Concern over insider trading accusations, an all-but-dead initial public offering and a looming deal with prosecutors helped fuel another rout that wiped about 7.5 billion reais ($2.3 billion) from the market value of JBS SA, the Brazilian company at the center of the country’s latest political scandal.

Shares of the world’s largest meatpacker plunged 31 percent Monday, the most on record. That follows a 21 percent slide last week when investors dumped Brazilian equities and the real after the first reports emerged of JBS’s owners admitting to paying bribes to President Michel Temer and other politicians. The company’s bonds also dropped as Moody’s Investors Service cuts its credit rating for the company.

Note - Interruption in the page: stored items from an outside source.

PR #9137, opened 2025-12-15
Add OpenGL ES 3.x support

CartBlanche:
Add OpenGL ES 3.x support, while we wait for Vulkan to mature and become more optimised on mobile devices.

As mentioned here - https://discord.com/channels/1176986388340686978/1176986388781076582/1450141953227489440 Mobile phones have supported OpenGL ES 3.x since 2013. We're 12 years behind the ball!! Also all the major game dev IDEs (Unity, Unreal Godot etc), all dropped ES 1 & 2. 

This should also close quite a few issues that have been asking for GetData support since 2014 or so.

iOS:
Simulator Screenshot - iPad Pro 13-inch (M5) (16GB) - iOS 26 2 - 2025-12-19 at 23 48 33

Android:
Screenshot_1766160104

Before this change, ShipGame would crash when loading the gameplay screen.

### Contributor Declaration

### DIFF
--- a/MonoGame.Framework/Graphics/GraphicsExtensions.cs
+++ b/MonoGame.Framework/Graphics/GraphicsExtensions.cs
@@ -804,7 +804,7 @@ namespace Microsoft.Xna.Framework.Graphics
 
 #endif // OPENGL
 
-                    public static int GetSyncInterval(this PresentInterval interval)
+        public static int GetSyncInterval(this PresentInterval interval)
         {
             switch (interval)
             {
@@ -1060,7 +1060,7 @@ namespace Microsoft.Xna.Framework.Graphics
             }
         }
 #endif
-            }
+    }
 
     internal class MonoGameGLException : Exception
     {
--- a/MonoGame.Framework/Platform/Graphics/GraphicsCapabilities.OpenGL.cs
+++ b/MonoGame.Framework/Platform/Graphics/GraphicsCapabilities.OpenGL.cs
@@ -75,7 +75,7 @@ namespace Microsoft.Xna.Framework.Graphics
             // Framebuffer objects
 #if GLES
             SupportsFramebufferObjectARB = GL.BoundApi == GL.RenderApi.ES && (device.glMajorVersion >= 2 || GL.HasExtension("GL_ARB_framebuffer_object")); // always supported on GLES 2.0+
-            SupportsFramebufferObjectEXT = GL.HasExtension("GL_EXT_framebuffer_object");;
+            SupportsFramebufferObjectEXT = GL.HasExtension("GL_EXT_framebuffer_object");
             SupportsFramebufferObjectIMG = GL.HasExtension("GL_IMG_multisampled_render_to_texture") |
                                                  GL.HasExtension("GL_APPLE_framebuffer_multisample") |
                                                  GL.HasExtension("GL_EXT_multisampled_render_to_texture") |
@@ -95,8 +95,9 @@ namespace Microsoft.Xna.Framework.Graphics
             }
             MaxTextureAnisotropy = anisotropy;
 
-            // sRGB
+            // sRGB and texture formats
 #if GLES
+            // sRGB, float textures, and half-float textures are core in OpenGL ES 3.0+
             SupportsSRgb = GL.HasExtension("GL_EXT_sRGB");
             SupportsFloatTextures = GL.BoundApi == GL.RenderApi.ES && (device.glMajorVersion >= 3 || GL.HasExtension("GL_EXT_color_buffer_float"));
             SupportsHalfFloatTextures = GL.BoundApi == GL.RenderApi.ES && (device.glMajorVersion >= 3 || GL.HasExtension("GL_EXT_color_buffer_half_float"));
@@ -104,8 +105,8 @@ namespace Microsoft.Xna.Framework.Graphics
 #else
             SupportsSRgb = GL.HasExtension("GL_EXT_texture_sRGB") && GL.HasExtension("GL_EXT_framebuffer_sRGB");
             SupportsFloatTextures = GL.BoundApi == GL.RenderApi.GL && (device.glMajorVersion >= 3 || GL.HasExtension("GL_ARB_texture_float"));
-            SupportsHalfFloatTextures = GL.BoundApi == GL.RenderApi.GL && (device.glMajorVersion >= 3 || GL.HasExtension("GL_ARB_half_float_pixel"));;
-            SupportsNormalized = GL.BoundApi == GL.RenderApi.GL && (device.glMajorVersion >= 3 || GL.HasExtension("GL_EXT_texture_norm16"));;
+            SupportsHalfFloatTextures = GL.BoundApi == GL.RenderApi.GL && (device.glMajorVersion >= 3 || GL.HasExtension("GL_ARB_half_float_pixel"));
+            SupportsNormalized = GL.BoundApi == GL.RenderApi.GL && (device.glMajorVersion >= 3 || GL.HasExtension("GL_EXT_texture_norm16"));
 #endif
 
             // TODO: Implement OpenGL support for texture arrays
@@ -122,8 +123,10 @@ namespace Microsoft.Xna.Framework.Graphics
 
 #if GLES
             SupportsSeparateBlendStates = false;
+            SupportsMapBuffer = GL.BoundApi == GL.RenderApi.ES && device.glMajorVersion >= 3;
 #else
             SupportsSeparateBlendStates = device.glMajorVersion >= 4 || GL.HasExtension("GL_ARB_draw_buffers_blend");
+            SupportsMapBuffer = device.glMajorVersion >= 3 || GL.HasExtension("GL_ARB_map_buffer_range");
 #endif
         }
 
--- a/MonoGame.Framework/Platform/Graphics/Texture3D.OpenGL.cs
+++ b/MonoGame.Framework/Platform/Graphics/Texture3D.OpenGL.cs
@@ -11,12 +11,14 @@ namespace Microsoft.Xna.Framework.Graphics
 {
     public partial class Texture3D : Texture
     {
+        private GraphicsDevice _graphicsDevice;
 
         private void PlatformConstruct(GraphicsDevice graphicsDevice, int width, int height, int depth, bool mipMap, SurfaceFormat format, bool renderTarget)
         {
-#if GLES
-            throw new NotSupportedException("OpenGL ES 2.0 doesn't support 3D textures.");
-#else
+            _graphicsDevice = graphicsDevice;
+            if (!_graphicsDevice.GraphicsCapabilities.SupportsMapBuffer)
+                throw new NotSupportedException("Texture3D is not supported on OpenGL ES versions below 3.0.");
+
             this.glTarget = TextureTarget.Texture3D;
 
             Threading.BlockOnUIThread(() =>
@@ -35,7 +37,6 @@ namespace Microsoft.Xna.Framework.Graphics
 
             if (mipMap)
                 throw new NotImplementedException("Texture3D does not yet support mipmaps.");
-#endif
         }
 
         private void PlatformSetData<T>(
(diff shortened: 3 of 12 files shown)


SimonDarksideJ:
Looks ok to me, but I think it needs another set of eyes on this one since it is removing older support.

Although slightly concerned with the sheer number of formatting updates here @CartBlanche , but guessing this file simply hasn't been touched in that much time.

CartBlanche:
@SimonDarksideJ As mentioned here - https://discord.com/channels/1176986388340686978/1176986388781076582/1450141953227489440 Mobile phones have supported OpenGL ES 3.x since 2013. We're 12 years behind the ball!! Also all the major game dev IDEs (Unity, Unreal Godot etc), all dropped ES 1 & 2.

dellis1972:
I am a bit concerned that we are removing support for platforms like GLES 2.x in an incremental release. 
One of the problems is the mobile release cadence, telling people to use old nuget packages for GLES 2.x is not always an option.

My take on this would we either detect the version of GLES we are loading and dynamically support those features like we do for Desktop, or leave this for when we finish off the native OpenGL api. 

We have the ability to detect the GLES version on Android via https://github.com/MonoGame/MonoGame/blob/develop/MonoGame.Framework/Platform/Graphics/OpenGL.Android.cs#L88

tomspilman:
> telling people to use old nuget packages for GLES 2.x is not always an option.

But they always have old source to build it if they need too as well with the latest compiler/.net?

If @CartBlanche is correct and Unity, Unreal, and Godot do not support GLES 1 & 2 anymore... we should seriously consider dropping it as well.  This is something that is holding back MG from having its full feature set on all platforms.

That said...

> My take on this would we either detect the version of GLES we are loading

If this can be done fairly easily that would be fine too.

ThomasFOG:
> Mobile phones have supported OpenGL ES 3.x since 2013

I'm a bit on the fence with this statement, especially considering the Android park. Android, despite supporting it for a while, is very notorious to have a _very lagging_ hardware park and it would seem that many new phones even today don't support that. And let's not talk about Vulkan, which despite being the official graphics API of Android by now, is still very largely unsupported (and the latest Android OS has a software renderer for Vulkan because almost no manufacturer has a driver for it).

One thing that I think is a _real_ strength of MonoGame, is that it has a low GL requirement and will virtually run on all mobiles. We need to be very cautious with API upgrades, because an innocent version bump can fence MonoGame from literally half the mobiles, even recent ones.

I think that an ES3 support should be built in a way that it is backward compatible with ES2 and features made optional.

tomspilman:
> I think that an ES3 support should be built in a way that it is backward compatible with ES2 and features made optional.

Agreed.... do you know how to approach that in this case @CartBlanche  ?

CartBlanche:
@tomspilman I assume I can reinstate the #if GLES blocks and at runtime do something like:
```
#if GLES
  if (GraphicsDevice.glMajorVersion >= 3)
  {
  ...
  }
  else
  {
  ...
  }
#endif
```

Or did you have something else in mind?

CartBlanche:
From Unity's docs:
Screenshot 2025-12-26 at 14 04 22

From Unreal's docs:
Screenshot 2025-12-26 at 14 05 49

tomspilman:
> I assume I can reinstate the #if GLES blocks and at runtime do something like:

Yeah that seems reasonable.


> From Unity's docs:
> From Unreal's docs:

I get it...  they likely did this after many years of supporting 2.x by default.

For now we should support both and maybe later in 2026 we can begin to depreciate it and disable it by default.

CartBlanche:
@tomspilman @ThomasFOG  @SimonDarksideJ @dellis1972 @harry-cpp  What I hadn't realised is that if we support both ES2 and ES3 we'd need to update the shader compiler to generate both profiles, then modify mgfxo to support both ES2 and ES3 shader formats, as well dynamically pick the right shader at runtime. By dropping ES2 we still need to update the shader compiles, but we don't need to cram in 2 formats into the mgfxo. Obviously correct me if I'm wrong here, as I'm new to this side of things.

ThomasFOG:
That would be quite a big hack because the whole pipeline isn't made to mix formats, that would be something specific to just GLES and would require a specific path separated from the non-ES path.

I really don't know if this is worth the effort, it sounds like a lot of overengineering for little gains with a non-zero risk of breaking the GL backend in some ways. I feel like the energy should be put into making the vulkan backend stable.

If the point is to be able to use GetData to handle collisions in the ShipGame, I'd reply that relying on vertex/index buffers GetData to handle collisions is a bad design in the first place and that a BoundingBox could be added to ModelMeshPart at load time (just like the BoundingSphere is).

---

Otherwise my biggest concern with this PR is the removal of the version checks on entry points loading. That's what I meant with optional: no entry point found? Let's flag the feature as not supported and continue normal operations.

tomspilman:
> What I hadn't realised is that if we support both ES2 and ES3 we'd need to update the shader compiler to generate both profiles

Isn't this just the `#version 330` text in the glsl text?  We can do that at runtime.

CartBlanche:
@ThomasFOG, @tomspilman I've re-added the GLES 2.x checks. So this should now continue to work on GLES2 as well as 3 now. 
> Isn't this just the #version 330 text in the glsl text? We can do that at runtime.

I don't know if that is all that is required for it to work, but for now the changes above should allow most, if not all, of our 3D games to work. Obviously more testing required :)

Once we drop ES 2, maybe we can look at adding MRT and other ES 3 abilities or if Vulkan is optimised and supports those things on mobile too, maybe use that.

MonoGame.Framework/Graphics/GraphicsExtensions.cs
```diff
@@ -511,12 +511,13 @@ internal static void GetGLFormat (this SurfaceFormat format,
...
             var supportsPvrtc = graphicsDevice.GraphicsCapabilities.SupportsPvrtc;
             var supportsEtc1 = graphicsDevice.GraphicsCapabilities.SupportsEtc1;
-            var supportsEtc2 = graphicsDevice.GraphicsCapabilities.SupportsEtc2;
+            var supportsEtc2 = graphicsDevice.GraphicsCapabilities.SupportsEtc2;
             var supportsAtitc = graphicsDevice.GraphicsCapabilities.SupportsAtitc;
             var supportsFloat = graphicsDevice.GraphicsCapabilities.SupportsFloatTextures;
             var supportsHalfFloat = graphicsDevice.GraphicsCapabilities.SupportsHalfFloatTextures;
             var supportsNormalized = graphicsDevice.GraphicsCapabilities.SupportsNormalized;
             var isGLES2 = GL.BoundApi == GL.RenderApi.ES && graphicsDevice.glMajorVersion == 2;
+            var isGLES3 = GL.BoundApi == GL.RenderApi.ES && graphicsDevice.glMajorVersion == 3;
```
dellis1972: This is never used?

MonoGame.Framework/Platform/Graphics/Vertices/VertexBuffer.OpenGL.cs
```diff
@@ -49,17 +49,14 @@ private void PlatformGetData<
         >(int offsetInBytes, T[] data, int startIndex, int elementCount, int vertexStride)
             where T : struct
         {
-#if GLES
             // Buffers are write-only on OpenGL ES 1.1 and 2.0.  See the GL_OES_mapbuffer extension for more information.
             // http://www.khronos.org/registry/gles/extensions/OES/OES_mapbuffer.txt
-            throw new NotSupportedException("Vertex buffers are write-only on OpenGL ES platforms");
-#else
+            if (GL.BoundApi == GL.RenderApi.ES && GraphicsDevice.glMajorVersion < 3)
+                throw new NotSupportedException("VertexBuffer.GetData is not supported on OpenGL ES versions below 3.0. Vertex buffers are write-only on those OpenGL ES platforms");
```
tomspilman, line 55: @CartBlanche to make this code a little simpler and faster maybe add `GraphicsCapabilities.SupportsMapBuffer` and use that in the `if` statements.

MonoGame.Framework/Platform/Graphics/Texture3D.OpenGL.cs
```diff
@@ -14,9 +14,9 @@ public partial class Texture3D : Texture
 
         private void PlatformConstruct(GraphicsDevice graphicsDevice, int width, int height, int depth, bool mipMap, SurfaceFormat format, bool renderTarget)
         {
-#if GLES
-            throw new NotSupportedException("OpenGL ES 2.0 doesn't support 3D textures.");
-#else
+            if (GL.BoundApi == GL.RenderApi.ES && graphicsDevice.glMajorVersion < 3)
```
tomspilman: Same here... maybe add `GraphicsCapabilities.SupportsTexture3D` to simplify this code.

MonoGame.Framework/Platform/Graphics/Vertices/VertexBuffer.OpenGL.cs
CartBlanche: @tomspilman  Hope I've dont it correctly.

MonoGame.Framework/Graphics/GraphicsExtensions.cs
CartBlanche: Removed.

CartBlanche:
Unit tests should now be green again.

dellis1972:
@CartBlanche there are a bunch of unrelated C++ changes in this PR now

CartBlanche:
@dellis1972 Seems a rebase fubarred! I'll try to fix it later.

CartBlanche:
@dellis1972 That looks fixed now. I just noticed what is CodeQL that is running against the PR (bottom thing)?
Screenshot 2026-01-22 at 15 12 55

IceReaper:
Just curious, if this adds GLES3 support for android and ios, would it be a problem to also provide a linux-arm64 DesktopGLES package? There are some devices who would benefit from this a lot, and avoid the need to use gl4es wrappers, which cause several issues when trying to run monogame on those devices.

MonoGame.Framework/Platform/Graphics/Texture3D.OpenGL.cs
```diff
@@ -69,14 +70,16 @@ private void PlatformSetData<T>(
...
 
         private void PlatformGetData<T>(int level, int left, int top, int right, int bottom, int front, int back, T[] data, int startIndex, int elementCount)
              where T : struct
         {
 #if GLES
-            throw new NotSupportedException("OpenGL ES 2.0 doesn't support 3D textures.");
+                // Note: glGetTexImage is not available in GLES, even in 3.0+
+                // We would need to use framebuffer + glReadPixels as a workaround
+                // For now, this will only work on desktop OpenGL
+                throw new NotSupportedException("Texture3D.GetData is not supported on OpenGL ES. Use desktop OpenGL instead.");
```
dellis1972: This error is pointless, if the user is targeting a mobile platform, how can they use Desktop OpenGL? 
Just say its not supported and leave it at that.

MonoGame.Framework/Platform/Graphics/GraphicsCapabilities.OpenGL.cs
```diff
@@ -125,8 +126,10 @@ private void PlatformInitialize(GraphicsDevice device)
 
 #if GLES
             SupportsSeparateBlendStates = false;
+            SupportsMapBuffer = GL.BoundApi == GL.RenderApi.ES && device.glMajorVersion >= 3;
 #else
             SupportsSeparateBlendStates = device.glMajorVersion >= 4 || GL.HasExtension("GL_ARB_draw_buffers_blend");
+            SupportsMapBuffer = true;
```
dellis1972: We can check the MajorVersion like above, and if an Extension is present (like the line above). You'll need to research which version and/or extension glMapBufferRange is provided in.

MonoGame.Framework/Platform/Graphics/Texture3D.OpenGL.cs
CartBlanche: @dellis1972 it wasn't telling them to switch to using DesktopGL on mobile, it was suggesting if they want to use Texture3D.GetData() they DesktopGL is where it is available. But I can see there might be some confusion there.

MonoGame.Framework/Platform/Graphics/GraphicsCapabilities.OpenGL.cs
CartBlanche: Fixed.

CartBlanche:
@IceReaper the ES 3 is purely for Android and iOS, right now. What devices/platforms require linux-arm64 and what is the market share of those platforms? We also accept PRs :)

PR #9140, opened 2025-12-21
[CI] Add packaging for the new native backend libraries

harry-cpp:
Stuff done:
- Renamed the `monogame.native` library to `mgruntime`
- Reworked the CI system to setup packing of all the new nugets for the native system

Nuget packaging for native is split between the following packages:
- `MonoGame.Runtime.System.X` packages which just contain a single native library that's gonna get copied to the output folder:
  - MonoGame.Runtime.Windows.DX12
  - MonoGame.Runtime.Windows.Vulkan
  - MonoGame.Runtime.Mac.Vulkan
  - MonoGame.Runtime.Linux.Vulkan
- `MonoGame.Framework` package which references the preferred runtime libraries for each platform as well as `MonoGame.Framework.Native` nuget package itself
  - this means the end user is supposed to just reference this one nuget package and not any of the above `MonoGame.Runtime.` packages, in the templates we will just have this nuget referenced
  - by default this nuget package references `Windows.DX12`, `Mac.Vulkan` and `Linux.Vulkan` as the desired set of runtimes
  - if the user wants to customize runtimes, ie. use vulkan on Windows, they can instead reference the `MonoGame.Framework.Native` and their desired set of runtime nuget packages manually

There are no custom .targets files or magical properties for any of this.


dellis1972:
@harry-cpp question, so in order to build a truly cross platform "Vulkan" app, users will need to manually update the references? Or will we be providing a cross platform template which already has that setup? 

Also what is the reason for the monogame.native -> mgruntime rename? Is there a technical reason for that ?

SimonDarksideJ (approved):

The collapse in the stock and speculation JBS will face class-action lawsuits in the U.S. as a result of the the revelations have killed plans for the IPO of its JBS Foods unit in New York, according to Luis Gustavo Pereira, an analyst at brokerage Guide Investimentos. Also weighting on the shares is the uncertainty surrounding parent company J&F Investimentos SA, which is still in negotiations with prosecutors for a leniency deal.

"It’s hard to find a floor for JBS shares at the moment," Pereira said by phone.

Videoed court testimony released May 19 showed the Joesley Batista and brother Wesley, whose family controls Sao Paulo-based JBS, describing a wide-ranging scheme of illicit payments over several years. The admissions come three years after the country was first rocked by what became known as the Carwash corruption scandal.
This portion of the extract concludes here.